Before I start with anything else, I apologize for the lack of writing. I work at a marketing agency and I just have not had much time for anything else recently. In fact, I haven’t been thinking much about economics at all. I’m stimulated when I read, and I haven’t found the opportunity to finish what I’m currently working through (The Order of Public Reason), so I’ve felt uninspired lately — I totally get where Nick Rowe is coming from, although my mean is well below his. Not being able to think or read about econ totally sucks, by the way!

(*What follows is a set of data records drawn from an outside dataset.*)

PR #2784, opened 2021-11-23
Support searches for repeated annotations declared as meta-annotations on container annotations for different repeated annotations

gordeevnm:
## Overview

I created annotation like this:

```java
@Target(ElementType.METHOD)
@Documented
@TestTemplate
@ExtendWith(DirTestCasesExtension.class)
@interface DirArgSource {
    /**
     * Describe specific files for test case args
     */
    TestCase[] value() default {};

    /**
     * Parse test cases from specified directory
     */
    String[] directory() default {};
}
```

And I want to use it with only filled `directory`, but current implementation of `org.junit.platform.commons.util.AnnotationUtils#findRepeatableAnnotations(...)` does not find `@ExtendWith` in this case

_I haven't tested this patch, it is more like demo of what i mean, but i think it must work._ 🙂

---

I did, however, enjoy a “nice” economics discussion during last weekend’s Shabbat dinner. Someone asked me if I thought robots could ever completely replace workers. I said ‘no.’ I should have added the caveat that if it turns out the answer is ‘yes,’ we should all be quite happy about it. I, for one, am looking forward to the day that I no longer have to work, because we live in a world of superabundance. Of course, in order to imagine a world where robots replace the human labor force we have to assume superabundance, because as long as there’s something else to produce there’s always work to be done (and an income to make).
Bastiat put the case more-or-less like this. Does the home worker complain about replacing hand washing laundry with a washing machine? No, because that person now has time to do something else — the robot helped to complete two tasks within the same amount of time; it makes the home worker better off. The benefits of capital don’t stop at washing machines. The reason we employ machines is to increase our productivity and make us better off. The more we can produce, the more we can consume.

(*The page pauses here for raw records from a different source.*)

Issue #2787, opened 2021-12-05
Extend ParallelExecutionConfiguration to specify a predicate for determing if a pool is saturated


klease:
I'm working on the Apache Camel project which uses parallel execution on a module with a large number of test cases (over 2400 classes and over 6000 tests.) After upgrading to 5.7.2 or later we were getting RejectedExecutionException which we solved by using a custom configuration with a large value for maxPoolSize.

The cause appears to be that the Tasks for the test classes all call `ForkJoinPool.managedBlock` and the tests themselves can take up to a few seconds to run. Fairly quickly all threads in the ForkJoinPool are busy and therefore each new call to managedBock causes a new thread to be allocated up to the maxPoolSize. Each of these new threads usually runs only 1 or 2 tests.

I found that by providing a predicate for _saturated_ when creating the ForkJoinPool, and having it return true, it was possible to run all the tests with a much smaller maxPoolSize.

Currently it's not possible to control this parameter using a custom implementation of `ParallelExecutionConfiguration`.

So I propose to add a method to the interface such as the following:

```java
/**
 * Get the predicate called when there the ForkJoinPool has reached MaxPoolSize
 * and there are no threads available, or null. The predicate should return true if the
 * blocking thread should try again. If the predicate is null or returns false a
 * RejectedExcecutionException is thrown.
 * @return a Predicate accepting a ForkJoinPool as the parameter or null.
 */
Predicate<? super ForkJoinPool> getSaturatePredicate();
```

The `DefaultParallelExecutionConfiguration` would return null.

The class `ForkJoinPoolHierarchicalTestExecutorService` would use `configuration.getSaturatePredicate()` when creating the `ForkJoinPool`.

sbrannen:
How would one supply the `Predicate`?

klease:
By implementing the new method in a custom implementation of ParallelExecutionConfiguration, for example:
```
        @Override
    	public Predicate<? super ForkJoinPool> getSaturatePredicate() {
        	return (ForkJoinPool p) -> {return true;};
        }
```

sbrannen:
Thanks for the clarification.

Wouldn't `getSaturatedPredicate()` make more sense (_saturated_)?

marcphilipp:
**Team decision:** Add `ParallelExecutionConfiguration.getSaturatedPredicate()`

@klease Would you be interested in submitting a PR for this?

klease:
> @klease Would you be interested in submitting a PR for this?

[...]

PR #2792, opened 2021-12-10
Allow specifying ForkJoinPool saturate predicate

klease:
Add the method getSaturatePredicate to the interface ParallelExecutionConfiguration.
This allows a custom configuration to supply a predicate to handle the case
where the ForkJoinPool has reached the maximum pool size but all threads
are currently blocked.
Add a constructor to DefaultParallelExecutionConfiguration allowing to
speciy the predicate and modify the existing constructor to specify
null for the predicate.
Modify DefaultParallelExecutionConfigurationStrategyTests to check the
saturate predicate value in the default and custom configurations.

Issue: #2787
---


documentation/src/docs/asciidoc/release-notes/release-notes-5.9.0-M1.adoc
```diff
@@ -26,6 +26,8 @@ on GitHub.
 * `ConfigurationParameters` has now a `keySet()` method allowing to retrieve
   all configuration parameter keys.
 * New `IterationSelector` for selecting a subset of a test's or container's iterations.
+* `ParallelExecutionConfiguration` has a new method allowing to supply a predicate to
+   be called when the ForkJoinPool is saturated.
```
juliette-derancourt, line 30:
```suggestion
   be called when the `ForkJoinPool` is saturated.
```

junit-platform-engine/src/main/java/org/junit/platform/engine/support/hierarchical/ParallelExecutionConfiguration.java
```diff
@@ -60,4 +61,16 @@
...
+	 * Get the predicate called when there the ForkJoinPool is saturated.
+	 * This occurs when the ForkJoinPool has reached MaxPoolSize
+	 * and there are no threads available. The predicate
+	 * should return true if the blocking thread should try again.
+	 * If the predicate is null or returns false a RejectedExcecutionException
+	 * is thrown.
+	 * @return a Predicate accepting a ForkJoinPool as the parameter or null.
+	 * @since 5.9
+	 */
+	Predicate<? super ForkJoinPool> getSaturatePredicate();
```
juliette-derancourt, line 74: Please add an `@API` indication here as well

junit-platform-engine/src/main/java/org/junit/platform/engine/support/hierarchical/ParallelExecutionConfiguration.java
```diff
@@ -60,4 +61,16 @@
 	 */
 	int getKeepAliveSeconds();
 
+	/**
+	 * Get the predicate called when there the ForkJoinPool is saturated.
```
juliette-derancourt, line 65:
```suggestion
	 * Get the predicate called when the {@code ForkJoinPool} is saturated.
```
(Same remark for classes below)

juliette-derancourt (changes requested):
Hello @klease, I made a few comments and launched the CI builds :)

documentation/src/docs/asciidoc/release-notes/release-notes-5.9.0-M1.adoc
sbrannen: After having re-read the documentation, it's my understanding that the predicate is actually used to decide if the pool should be allowed "to saturate".

In other words, I don't think the predicate is called when the pool is already "saturated".

klease: I interpreted "saturated" as meaning the number of threads in the pool has reached the maximum and they are all busy or blocked. In this case, the predicate is used to allow it to be saturated (true) or not (false, in which case an exception is thrown.) But I'm happy to rephrase it if you think it makes more sense.

junit-platform-engine/src/main/java/org/junit/platform/engine/support/hierarchical/ParallelExecutionConfiguration.java
klease: Like this: `@API(since = "1.9")`, or 5.9? In addition to the `@since` or instead of it?

juliette-derancourt: In addition to the `@since` ;)

And you're right, the version should be `1.9` because this is in the platform module.

junit-platform-engine/src/main/java/org/junit/platform/engine/support/hierarchical/ParallelExecutionConfiguration.java
```diff
@@ -60,4 +61,17 @@
...
+	 * Get the predicate called when the {@code ForkJoinPool} is saturated.
+	 * This occurs when the ForkJoinPool has reached MaxPoolSize
+	 * and there are no worker threads available. The predicate
+	 * should return true if the calling thread should block.
+	 * If the predicate is null or returns false a RejectedExcecutionException
+	 * is thrown.
+	 * @return a Predicate accepting a ForkJoinPool as the parameter or null.
+	 * @since 1.9
+	 * @API(since = "1.9")
+	 */
```
marcphilipp, line 74:
```suggestion
	 * @since 1.9
	 */
	@API(status = EXPERIMENTAL, since = "1.9")
```

junit-platform-engine/src/main/java/org/junit/platform/engine/support/hierarchical/ParallelExecutionConfiguration.java
```diff
@@ -60,4 +61,17 @@
...
+	Predicate<? super ForkJoinPool> getSaturatePredicate();
```
marcphilipp, line 75: This needs to be a `default` method that returns `null` to preserve backwards compatibility.
```suggestion
	default Predicate<? super ForkJoinPool> getSaturatePredicate() {
		return null;
	}
```

junit-platform-engine/src/main/java/org/junit/platform/engine/support/hierarchical/ParallelExecutionConfiguration.java
```diff
@@ -60,4 +61,17 @@
 	 */
 	int getKeepAliveSeconds();
 
+	/**
+	 * Get the predicate called when the {@code ForkJoinPool} is saturated.
+	 * This occurs when the ForkJoinPool has reached MaxPoolSize
+	 * and there are no worker threads available. The predicate
+	 * should return true if the calling thread should block.
+	 * If the predicate is null or returns false a RejectedExcecutionException
+	 * is thrown.
```
marcphilipp, line 70: I wouldn't go into details here but link to `ForkJoinPool`.

```suggestion
	 * Get the saturate predicate to be used for the execution's {@link ForkJoinPool}.
```

junit-platform-engine/src/main/java/org/junit/platform/engine/support/hierarchical/DefaultParallelExecutionConfiguration.java
```diff
@@ -20,14 +23,21 @@
...
 	private final int keepAliveSeconds;
+	private final Predicate<? super ForkJoinPool> saturatePredicate;
 
 	DefaultParallelExecutionConfiguration(int parallelism, int minimumRunnable, int maxPoolSize, int corePoolSize,
 			int keepAliveSeconds) {
+		this(parallelism, minimumRunnable, maxPoolSize, corePoolSize, keepAliveSeconds, null);
+	}
+
+	DefaultParallelExecutionConfiguration(int parallelism, int minimumRunnable, int maxPoolSize, int corePoolSize,
+			int keepAliveSeconds, Predicate<? super ForkJoinPool> saturatePredicate) {
```
marcphilipp, line 34: I don't think we need to change this class at all.

junit-platform-engine/src/main/java/org/junit/platform/engine/support/hierarchical/ParallelExecutionConfiguration.java
```diff
@@ -60,4 +61,17 @@
...
+	 * @return a Predicate accepting a ForkJoinPool as the parameter or null.
+	 * @since 1.9
```
marcphilipp, line 72:
```suggestion
	 * @since 1.9
	 * @see ForkJoinPool#ForkJoinPool(int, ForkJoinPool.ForkJoinWorkerThreadFactory, Thread.UncaughtExceptionHandler, boolean, int, int, int, Predicate, long, TimeUnit)
```

junit-platform-engine/src/main/java/org/junit/platform/engine/support/hierarchical/ParallelExecutionConfiguration.java
```diff
@@ -60,4 +61,17 @@
...
 	int getKeepAliveSeconds();
 
+	/**
+	 * Get the predicate called when the {@code ForkJoinPool} is saturated.
+	 * This occurs when the ForkJoinPool has reached MaxPoolSize
+	 * and there are no worker threads available. The predicate
+	 * should return true if the calling thread should block.
+	 * If the predicate is null or returns false a RejectedExcecutionException
+	 * is thrown.
+	 * @return a Predicate accepting a ForkJoinPool as the parameter or null.
```
marcphilipp, line 71:
```suggestion
	 * @return the saturate predicate to be passed to the ForkJoinPool constructor; may be {@code null}
```

documentation/src/docs/asciidoc/release-notes/release-notes-5.9.0-M1.adoc
```diff
@@ -26,6 +26,8 @@ on GitHub.
 * `ConfigurationParameters` has now a `keySet()` method allowing to retrieve
   all configuration parameter keys.
 * New `IterationSelector` for selecting a subset of a test's or container's iterations.
+* `ParallelExecutionConfiguration` has a new method allowing to supply a predicate to
+   be called when the `ForkJoinPool` is about to be saturated.
```
marcphilipp, line 30:
```suggestion
* `ParallelExecutionConfiguration` allows configuring a predicate to be called when
  the `ForkJoinPool` is about to be saturated.
```

platform-tests/src/test/java/org/junit/platform/engine/support/hierarchical/DefaultParallelExecutionConfigurationStrategyTests.java
```diff
@@ -177,7 +181,9 @@ void customStrategyThrowsExceptionWhenClassDoesNotExist() {
 	static class CustomParallelExecutionConfigurationStrategy implements ParallelExecutionConfigurationStrategy {
 		@Override
 		public ParallelExecutionConfiguration createConfiguration(ConfigurationParameters configurationParameters) {
-			return new DefaultParallelExecutionConfiguration(1, 2, 3, 4, 5);
+			return new DefaultParallelExecutionConfiguration(1, 2, 3, 4, 5, (p) -> {
+				return true;
+			});
```
marcphilipp, line 186:
```suggestion
			return new DefaultParallelExecutionConfiguration(1, 2, 3, 4, 5, __ -> true);
```

marcphilipp (changes requested):

platform-tests/src/test/java/org/junit/platform/engine/support/hierarchical/DefaultParallelExecutionConfigurationStrategyTests.java
klease: Done.

junit-platform-engine/src/main/java/org/junit/platform/engine/support/hierarchical/ParallelExecutionConfiguration.java
klease: Done

junit-platform-engine/src/main/java/org/junit/platform/engine/support/hierarchical/ParallelExecutionConfiguration.java
klease: Done

junit-platform-engine/src/main/java/org/junit/platform/engine/support/hierarchical/ParallelExecutionConfiguration.java
klease: Done.

junit-platform-engine/src/main/java/org/junit/platform/engine/support/hierarchical/DefaultParallelExecutionConfiguration.java
klease: I added this to allow a custom configuration to use the DefaultParallelExecutionConfiguration with a non-null saturate , as done in the unit test. Otherwise it has to create a subclass.

marcphilipp: This class is package-private, i.e., not usable by custom config classes.

klease: Duh, you're right. In fact, I had noticed this when I tried to implement a custom strategy for Camel and I had to create a class with all interface methods.
I suppose the interface is not so large or the use case so common to merit having an extendable base class?

christophs78:
Also helps to address following issue related to Java 17 changes to ForkJoinPool: https://stackoverflow.com/questions/69768534/why-does-java-17-throw-a-rejectedexecutionexception-when-adding-tasks-to-a-forkj

junit-platform-engine/src/main/java/org/junit/platform/engine/support/hierarchical/DefaultParallelExecutionConfiguration.java
klease: So, would you suggest that I remove the changes in the DefaultParallelExecutionConfiguration class and modify the unit test accordingly? I think that's the only remaining open point of the suggested changes.

juliette-derancourt: I think that's what he meant, yes :+1:

klease:
All requested changes are now committed.

marcphilipp (approved):

klease:
Thanks @marcphilipp!

marcphilipp:
Thanks to you and sorry for the delay!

What about “labor saving capital?” Remember, there is a difference between partial and general equilibrium. McDonalds might have a touch-screen computer replace its cashiers, to reduce its payroll, but that doesn’t mean that there is nothing else that cashier can do. That person can find work as a construction worker, or a bus driver, or a graphic designer, or whatever that person can find a demand for. Maybe one day someone will create a program to auto-write premium website content, which allows marketing agencies to let go of all of their content writers. While writing no longer be a skill in demand, there are still many other types of jobs content writers can do — “worst case,” they can bag groceries.
The day humans no longer have work to do is the day we live in superabundance. What does superabundance mean? I believe human wants are limitless, but let’s say that there is a point of comprehensive satiation, defined as Y. As long as capital, or robots if you’d like, produce less than Y, say X, there are Y–X goods that still need to be produced. That’s the stuff that humans can produce. Suppose X is a very large number which is actually not that far off from Y. To make it clearer, what if capital produced 95 percent of economics goods and humans only the other five? We can all agree that it would be pretty awesome if we had machines doing most of the work for us, so that we can enjoy the combined fruits of “our” (robots don’t need to consume, after all — Bender aside). At the point where capital produces Y, we have reached superabundance; there is nothing else we want. It’s what Nirvana would be if the Buddhists were materialists.
I’m all for robots taking our jobs. It makes us better off, because it allows us to consume more than we previously could (we can consume more for the same amount of labor we expend). What’s unfortunate is that we’re still a long way off from being completely replaced by robots in the labor force. Although, I did overhear my company talking about replacing its content writers with content generators (is there a content generator that writes as well as a trained copywriter?). What I find surprising, in any case, is that only one person at the Shabbat table agreed with me on this.